Check our website each month to download free star charts for night sky exploring. These simple star charts will help beginners recognise the major landmarks of the night sky and follow the motions of the bright planets. Click the month to download the pair of star charts – one looking east, the other west.
The star charts show two views of the night sky for each month. One view shows the western sky and the other shows the eastern sky. A small piece of the northern and southern sky is not shown so that we can show you a better scale for the charts.
To match the chart to the western sky, hold the western chart with the ‘WEST’ label aligned with west on your horizon. Be aware that hills, trees and buildings may well block your view of objects nearer the horizon. Also, because of city lights and the absorbing effect of Earth’s atmosphere, objects nearer the horizon will generally appear fainter and redder – an effect we are all familiar with when watching the setting of the Sun or Moon.
Each chart will match the sky at the times given in the table on each page.
Locating the ‘OVERHEAD’ marker for each chart will help with orienting your view of the sky. The other key marker is labelled ‘SCP’ – the South Celestial Pole. The whole sky seems to rotate around this point so objects close to the SCP will never set – they are called ‘circumpolar’. The elevation of the SCP above your horizon measures your latitude. These charts are done for the latitude of Auckland (37° south). From Invercargill, the SCP will appear nearly 10° higher in the south so more of the southern sky will be circumpolar from there. The Southern Cross never sets anywhere in Aotearoa so is perpetually in our skies, even though in the very north of the country it nearly touches the southern horizon.

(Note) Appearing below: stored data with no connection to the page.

PR #4221, opened 2021-06-08
Smaller Side-nav for better experience on discover page fix #4219

### LINKED ISSUE #4219: V4 Sidebar too wide
Sidebar is way too wide compared to popular interfaces such as Radarr. Sonarr, Plex etc.  Currently, OMBI's sidebar wastes too much space.**  This wasted space could be used for posters instead.  

Please consider using single-word categories.  I.E., `User Management` should be just `Users`.  `Feature suggestions` renamed to `Ideas` or something like that (similar to other apps)
Wronte

**Below, looks nicer; and, wastes less space.  This is just a rough idea.. something like this:**
Correct

twanariens:


tidusjar:
One problem I see is when scrolling the carousel when in a smaller view (e.g. mobile) then it can cut off the items:
image
image

Other than that, it looks good!

I've also fixed the UI Automation tests in this PR

tidusjar (changes requested):
See discussion

mkanet:
@tidusjar sorry to intrude.  You just reminded me... I just wanted to point out that currently, Ombi's poster sizes are WAY too large in respect to similar web interfaces (Sonarr, Radarr, etc).  It doesn't look like this PR addresses the poster sizes being too large.  Maybe you guys would please look into why the posters are so large?

**Ombi:**
Ombi

**Sonarr:**
Sonarr

**Radarr:**
Radarr

twanariens:
Cheated a bit. The cutoff keeps happening since I stated a fixed width for each poster (to keep dimensions for the picture).
So the carousel keeps on populating until the full screen width is filled. This includes posters which does not actually fit (to fill the page width).

I have changed that for low width devices (no laptops or pc's) the fixed width is not set but I removed the fixed height. Meaning the ratio will remain but the poster can be bigger then they were.

For pc and laptops, I changed the amount of posters scrolled when you click the arrows. Meaning the cut off poster will show fully when you navigate with the arrows.

tidusjar:
Looking good!

tidusjar (approved):

PR #4273, opened 2021-07-28
Included row bulk selection from Movie Request List into TV request list

ThePheonixGuy:
This includes the row selectors from the Movie Request list into the TV show request list. 

However, I have been unable to get the app to run locally - when running the Ombi project under Kestrel, it does not build and copy the client app and the SpaProxy is unable to proxy requests. I am not sure if I am running things incorrectly?

If someone could guide me on that, I'll happily do so and update this PR.

### DIFF
--- a/src/Ombi/ClientApp/src/app/requests-list/components/tv-grid/tv-grid.component.html
+++ b/src/Ombi/ClientApp/src/app/requests-list/components/tv-grid/tv-grid.component.html
@@ -30,6 +30,20 @@
 
     <table mat-table [dataSource]="dataSource" class="requests table" matSort [matSortActive]="defaultSort" matSortDisableClear [matSortDirection]="defaultOrder">
 
+      <ng-container matColumnDef="select" *ngIf="isAdmin">
+        <th  mat-header-cell *matHeaderCellDef>
+          <mat-checkbox id="adminMasterCheckbox" (change)="$event ? masterToggle() : null"
+                        [checked]="selection.hasValue() && isAllSelected()"
+                        [indeterminate]="selection.hasValue() && !isAllSelected()">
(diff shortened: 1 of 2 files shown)


tidusjar:
Sorry! I've only just seen this. To get the app to run locally you can follow this: https://docs.ombi.app/development/building-ombi/

tidusjar:
So, it seems that we need to add the following into the NgOnInit to get the checkboxes to show as it's not defined in the `displayedColumns`

```
        if (this.isAdmin) {
            this.displayedColumns.unshift('select');
        }
```

The main reason why I didn't do this to start is that a TV show can have many individual requests, so by doing the bulk, it needs to go through each Tv Request for that show and either approve or delete it. Keeping in mind that some might be already available e.g.

Request for the TV Show Dexter

User A requests season 1
Season 2 is available from a previous request
User B Requests Season 3 and has been approved


The above has 3 different requests for the same TV show in completely different states. So i fear that introducing this functionality might confuse users and lead to potential mistakes.

ThePheonixGuy:
I see your point WRT confusion. The user experience would make it a bit more complicated. The potential outcome here would have the rows be expandable and then having multi selects in their for bulk approval. 

Let me know if you want me to continue work on this or rather close it due to the user experience? Happy either way - will maintain a fork of the frontend for my purposes if we'd prefer not to merge this in 👍🏼

tidusjar:
I'm happy for it to expand and then list them there with the multi select. What you can probably do is just use the same component that's on the details page and just modify it :)

ThePheonixGuy:
Ooh! I forgot about that component on the details page. Yeah I will look into doing that. Going to close this and reopen when I have that available.

PR #4304, opened 2021-08-29
Updating bulgarian translation file

Vbgf:
I've updated the bulgarian translation file based on the en.json translation and previous work on the bg.json file by my peers.

Also fixed a minor typo in the en.json file where "AirDate" was replaced by "Air Date".


tidusjar:
Thanks!

PR #4320, opened 2021-10-04
Updates short date formatting to use user's browser preference.

bernarden:
Formatting for all short dates is now using window.navigator.language. 
Dates for chat messages are also converted from UTC to local time first.
image

Let me know if you think using window.navigator.languages[0] (if present) might be a better option in your opinion.


tidusjar:
Looks good, I like your approach. Nice work!

Issue #4263, opened 2021-07-23
'Request' button still shown in Search results and Collections view for already Requested items


ghost:
**Describe the bug**
When viewing a movie Collection, an Actors (list of movies they're in), or the results of a search, items that have already been requested still give the option to Request it under a normal user (and admin).

**To Reproduce**
For Searching:
1. Search for F9 (or some other movie not already Available)
2. Click on "Request"
3. Search again F9
4. The 'Request' button still exists
5. Confirm F9 is already requested by clicking into F9 details

and

For Movie Collections:
1. For the Fast & Furious movie collection, find and click on F9 movie
2. Click on 'Request' button (if not already requested)
3. Click on 'Collection View'
4. Hover over movie 'F9'
5. See Issue - Movie can still be requested, however gives error to say its already been requested.

or 

1. For the Fast & Furious movie collection, find and click on F9 movie
2. Click on 'Collection View'
4. Click on 'Request Collection'
5. Wait for collection items to be marked as 'Requested'
5. Hover over movie 'F9'
5. See Issue - Movie can still be requested, however gives error to say its already been requested.

etc...

**Expected behavior**
The search results, actor list of movies/shows and collection views should be use to easily identify which items have already been requested. 

1. Once a movie has been requested by the *current* (normal) user, the option to request it again should not be available in search results (or Collections view). At the moment, the 'Request' button still appears in Search results and Collection View. This button should be removed, and a 'Requested' status should appear instead (aka Pending?).
- ie Remove the 'Request' button and have a 'Requested/Pending' status for already requested items *by the user* (eg similarly displayed as the 'Available' status, only with a yellow dot. The 'Available' status should also be changed to a dark green dot to assist people who are colour impaired to tell the difference for ESL, etc.), and

2. For movies already requested by *other users*, the 'Request' button in search results (or Collections view) could change to 'Requested/Pending'. This will allow the current user to still add request weighting to the existing request (or ignore re-requesting it),  since they can easily see its already been requested.
- ie If config option 'Hide Requests from Other Users' is **_disabled_**, then also change the 'Request' button to a 'Requested/Pending' button for items already requested *by other users*, otherwise if the option to 'Hide Other User requests' is **_enabled_**, then leave this as is (eg 'Request' button shown).

**Please note**: The current function (way it works) should not be changed for Admin and Power users - just change the button label to 'Requested/Pending' and still have the same function for admin/pu's (ie still allow admin/pu's to add another request of the same item,etc.).

[...]

PR #4323, opened 2021-10-05
Removes overwrite of requested field with undefined.

bernarden:
Resolves the #4263 issue.


tidusjar:
Nice spot! Thanks again :)

PR #4359, opened 2021-10-19
Localization

sephrat:
This should cover ~95% of the screens to the end user (not admin). 
Known unlocalized stuff:
- error (and possibly success) messages which are hardcoded on the backend ==> I may tackle this later but consider it low prio. 
- Series and Movies titles in Requests view are not localized, whereas they are in the Discover panels. I don't know my way around the code enough yet to have it saved in the DB in the correct language or have it fetched on the fly from the proper APIs. Help needed :-)

One thing worth of attention: since the release status is (I assume) fetched from 3rd party providers (TVDB/IMDB?), I translate it on the fly on the frontend. It's initialized with the statuses I could find manually, there may be some missing (see 'StatusValues' in en.json) but it will fallback to the current behavior if the status is not in the list so we should be fine.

The thin yellow line stretching across the charts is called the ‘ecliptic’. This marks the annual path of the Sun over the year and it is also the plane of the Solar System. The planets are always found along the ecliptic and are marked on the charts. By checking all the charts you can follow the motions of the planets against the stars over the year.
The size of the stars on the charts indicates the approximate brightness of each star. However, this is not true for the planets. For example, the planets Uranus and Neptune are shown even though they are too faint to see without binoculars or a telescope.
Because the planets move against the stars over the course of the year, the positions shown for them is only exactly right for the ‘mid-month’ date. For Saturn and Jupiter that move only slowly, their positions are quite good. However, Mercury, Venus and Mars move quite quickly relative to the stars, so their positions on the charts can be somewhat different. The planet positions shown are correct for the mid-month time for each month respectively. For example, on the ‘JANUARY – WEST’ chart, the positions of the planets are calculated for mid-January at 10pm.
The size of the stars on the charts indicates the approximated brightness of each star. However, this is not true for the planets. For example, the planets Uranus and Neptune are shown even though they are too faint to see without binoculars or a telescope.
Only the most prominent constellations are shown to avoid unnecessary clutter.
Because the planets move against the stars over the course of the year, the positions shown for them is only exactly right for date of the ‘mid-month’. For Saturn and Jupiter that move slowly, their positions are quite good. However, Mercury, Venus and Mars move quite quickly relative to the stars, so their positions on the charts can be somewhat different. The planet positions shown are correct for the mid-month time for each month respectively. For example, on the ‘JANUARY- WEST’ chart, the positions of the planets are calculated for mid-January at 10pm
The spring sky features the setting of the important winter constellations of Libra, Scorpius and Sagittarius. Scorpius will be seen plunging head first into the western horizon and as it does so, Orion, the major constellation of our summer night sky, is rising in the east. Following Sagittarius along the yellow ecliptic line are the spring constellations of Capricornus, Aquarius, Pisces and Aries. None are as striking as the winter ones setting in the west.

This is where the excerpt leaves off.